Most importantly,  reducing vessel costs per transported container by roughly a third is provided thanks to doubling the maximum ship size in recent years. Cost savings, according to the International Transport Forum, will gradually decrease with size. Thus, in the next couple of years, savings will be four to six times smaller than the existing ones. Also, mega-ships operate more efficiently. Compared to a 16,000 TEU vessel, a mega-ship with 19,000 TEU would save close to 1 million USD.


It is crystal clear that sustainability is an issue for the industry to face. The impact on the emissions to air is on a distressing level. To prioritise, the greenhouse gas emissions is the uppermost.  The industry needs to capitalize on it for the sake of minimizing the long-term impact on Earth. While the problems are starkly apparent, the essential is to find a solution. Thankfully there is one that stands out: LNG as a marine fuel.

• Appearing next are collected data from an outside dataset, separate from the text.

Issue #41, opened 2025-06-20
Generate Indexes From Shards


hannahhoward:
- for each shard uploaded
- we will write records of block positions
- collect several shards up to a cid limit of some sort
- write out a index manifest

PR #108, opened 2025-08-12
feat:  Generate Indexes from Shards

Goddhi:
index generation feature from issue [#41](https://github.com/storacha/guppy/issues/41). 
- Track block positions within shards (offset and size)
- Generate JSON index manifests for completed uploads
- Store index manifests in database
- Automatic index generation when shards are closed


Goddhi:
Oh i opened PR shortly after you created the PR, seems you have implemented it already. i will close the PR right away. Thanks

PR #112, opened 2025-08-15
feat: After an error, can be retried safely

Peeja:
Big changes here!

* Adjusted the workers/APIs/domains to be much more consistent.
* Removed most of the upload states. An upload is now either pending or started. If an upload is started, it's failed if it has an error message, and it's successful if it has a `rootCID`. The state of the file scans, DAG scans, and shards are in those models.

Now, if the process fails at any point, the data remains frozen in the intermediate state it failed in, and can be restarted from there.

Notably, this does *not* directly address the underlying data on disk changing during the process, but that should also be easier to deal with now, as we can simply delete facts from the DB that we know are no longer true and idempotently throw the whole process at it again. But doing that is still for a future PR.

#### PR Dependency Tree

* **PR #112** 👈
  * **PR #115**
    * **PR #116**
      * **PR #117**
        * **PR #118**
          * **PR #124**
            * **PR #125**
              * **PR #126**
                * **PR #127**
                  * **PR #128**

### DIFF
--- a/pkg/preparation/uploads/uploads.go
+++ b/pkg/preparation/uploads/uploads.go
@@ -153,7 +153,7 @@ func (e *executor) runStartWorker(ctx context.Context, uploadAvailable <-chan st
 
 		// doWork
 		func() error {
-			if e.upload.NeedsStart() {
+			if e.upload.State() == model.UploadStatePending {
 				if err := e.upload.Start(); err != nil {
 					return fmt.Errorf("starting upload: %w", err)
 				}
--- a/pkg/preparation/uploads/uploads.go
+++ b/pkg/preparation/uploads/uploads.go
@@ -9,6 +9,7 @@ import (
 	logging "github.com/ipfs/go-log/v2"
 	"github.com/storacha/go-ucanto/did"
 	dagmodel "github.com/storacha/guppy/pkg/preparation/dags/model"
+	scanmodel "github.com/storacha/guppy/pkg/preparation/scans/model"
 	"github.com/storacha/guppy/pkg/preparation/types/id"
 	"github.com/storacha/guppy/pkg/preparation/uploads/model"
 	"golang.org/x/sync/errgroup"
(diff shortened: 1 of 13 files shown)


Peeja:
Amended last commit with SQL syntax fix. Whoops!

pkg/preparation/uploads/uploads.go
```diff
@@ -152,66 +143,95 @@ func (e executor) execute(ctx context.Context) (cid.Cid, error) {
...
+		// doWork
+		func() error {
+			if e.upload.State() == model.UploadStatePending {
+				if err := e.upload.Start(); err != nil {
+					return fmt.Errorf("starting upload: %w", err)
+				}
+				if err := e.api.Repo.UpdateUpload(ctx, e.upload); err != nil {
+					return fmt.Errorf("updating upload: %w", err)
+				}
+				if _, err := e.api.Repo.CreateScan(ctx, e.upload.ID()); err != nil {
```
hannahhoward, line 162: vaguely expect to update the upload AFTER the scan is created? Not sure why though.

hannahhoward: I guess ideal would be to transactionalize the whole thing but... meh

hannahhoward (changes requested):
- I don't think it's safe to delete RestartDAGScansForUpload
   - State transition is:
       -> Pending -> Running
       -> Running -> Complete or Cancelled
       -> The reason for restart is if there is a cancellation or process shutoff -- where the dag scan ends up in cancelled or or running state but without having finished, that should be reset and run again

-> The new scans worker also will not work without a restart command -- if the command is cancelled, likely a context cancellation will occur, so the scan will be in a cancelled state, and will not run again.

-> I don't think it's wise to remove the complete/cancelled states from upload. Instead, I would focus on the idea of a restart to put things back in a running state
   -> there are actually different behaviors to understand about a cancel vs a fail
      -> let's say the underlying disk data changes and that's the source of failure. If this happens, we need to trigger a NEW FS scan, even if the existing one is completed.
      -> In the case of a cancel, we no there was no actual error, and we can just resume
   -> How do I know if the error message is up to date? It doesn't appear to ever get cleared?  So if I'm re-running my scan, is the error current? or old?
   
Broadly, I agree with the part of the PR that adds the working for fs scans.

But:
- don't remove the restart logic from dag scans
- needs restart logic for fs scans
- fundamentally I just don't understand why we're getting rid of all the state logic for uploads -- it makes the state of the upload, which is intended to be very strict, much less clear.

The last point is one I'd like to discuss cause I feel like I'm just not seeing something.

Peeja:
@hannahhoward Yeah, I'm seeing it now. Let's nail down the specific situations that aren't handled right now and I can write tests for them so we know when we've covered them correctly. The `preparation_test`s are perfect for this.

PR #121, opened 2025-09-15
feat: standardize CLI output formatting

### LINKED ISSUE #120: Standardize CLI Output
Right now, the CLI shows output in different ways depending on the command. For example:

* `whoami` just prints the DID
* `login` shows a success message with an exclamation mark
* `upload` uses a symbol (⁂) before the URL
* Errors are also inconsistent (some plain, some wrapped with extra text)

This makes the CLI harder to use, especially when scripting or parsing the output.

## What We Should Do

* Use the same format for all success messages (e.g., `guppy: <message>`)
* Use consistent prefixes for errors (`error:`) and warnings (`warning:`)
* Add a global `--json` flag so every command can return structured output
* Create a small output helper so all commands share the same formatting

pranavkonde:
Fixes #120 

CLI output was inconsistent across commands, making it hard to parse and confusing for users. This PR introduces a standardized format for success messages, errors, and data display, with optional JSON output.

### Changes

* Added `internal/output` package with `Success()`, `Error()`, `Warning()`, `JSON()`, and `Table()` helpers
* Added global `--json` flag for all commands
* Unified error handling
* Improved command outputs (`whoami`, `login`, `reset`, `ls`) with consistent formatting and table display

### DIFF
--- a/guppy.go
+++ b/guppy.go
@@ -14,6 +14,7 @@ import (
 	"github.com/storacha/go-ucanto/core/delegation"
 	"github.com/storacha/go-ucanto/core/result"
 	"github.com/storacha/guppy/internal/cmdutil"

The improvements on LNG bunkering infrastructure continue at full steam. Is it any wonder..? Attractive fuel prices plus the environmental benefits give countenance to fast developments. According to the article published by the DNV, the benefits are:

– LNG-fuelled vessels can reduce their EEDI rating by 20%, while their Carbon Intensity Indicator will be reduced by approximately the same amount.

-Competitive vessel design ensures upcoming compliance some ten years longer than conventional designs.

-Reduces NOx emissions by up to 80% and almost eliminates SOx, particulate matter (PM)

-GHG emissions can be reduced by up to 23% with modern engine technology.

Biogas and drop-in fuels offer a path to further reducing vessel carbon intensity.

Greener shipping

In its 125th session, The International Maritime Organization Council has chosen ‘new technologies for greener shipping’ as the World Maritime theme for 2022. Kitack Lim, the Secretary-General of the Organization, said that the theme would provide an opportunity to focus on the importance of a sustainable maritime sector and the need to build back better and greener in a post-pandemic world.

Neither Kyoto Protocol in 1997 nor Paris Climate Accords in 2015 dealt with shipping. The whole responsibility is in the hands of the IMO. On the grounds that the shipping industry is responsible for around 940 million tonnes of CO2 annually, which is at least 2.5% of the world’s total CO2 emissions, IMO aimed to cut these emissions by 50% by 2050. There are also some sanctions to make certain improvements. The Emissions Trading System requires polluters to pay for each tonne of CO2 they generate.

As a result, new technologies for remediating the issues are underway. For instance, global shipping giant Maersk has started a project for eight new carbon-neutral container vessels. About 1 million tonnes of savings in CO2 is expected after the project is concluded and the new ships replaced the predecessors. Also, the attempts to remediate the issue are not limited to these –  low carbon fuels, more streamlined hulls and cutting edge technologies for making saves on fuels are also on the front burner.

Renewable energy for shipping

To power the fleets of the future, the shipping industry go towards renewable energy. Up to now, the project called Turanor PlanetSolar, a catamaran that circumnavigated the globe and is powered by 29,000 solar cells, showed the probability. You might think that the project is once in a blue moon and not compatible enough to work on cargo ships yet some attention-grabbing enterprises will possibly shape shipping’s future.

The Aquarius Eco Ship concept design, for instance, is a low emission concept focusing on optimizing the design of ocean-going ships with rigid sails and solar power. 1 MWp of solar power and enough energy storage modules bring forth no need to use auxiliary diesel generators whilst in port. In addition, rotated and lowered sails not only stored the energy but also protected from harsh weather. A similar project called Oceanbird has a familiar solution as a telescopic wing sails where you can adjust the height of the sails by pushing sections up and down, between 20 to 105 meters. They also claim up to 7000 cars to be carried in the cargo ship by crossing the Atlantic in 12 days instead of 8 as usual cargo ships.

Herewith, in the way of making shipping sustainable and eco-friendly, the intentions seem like sooner or later bring results.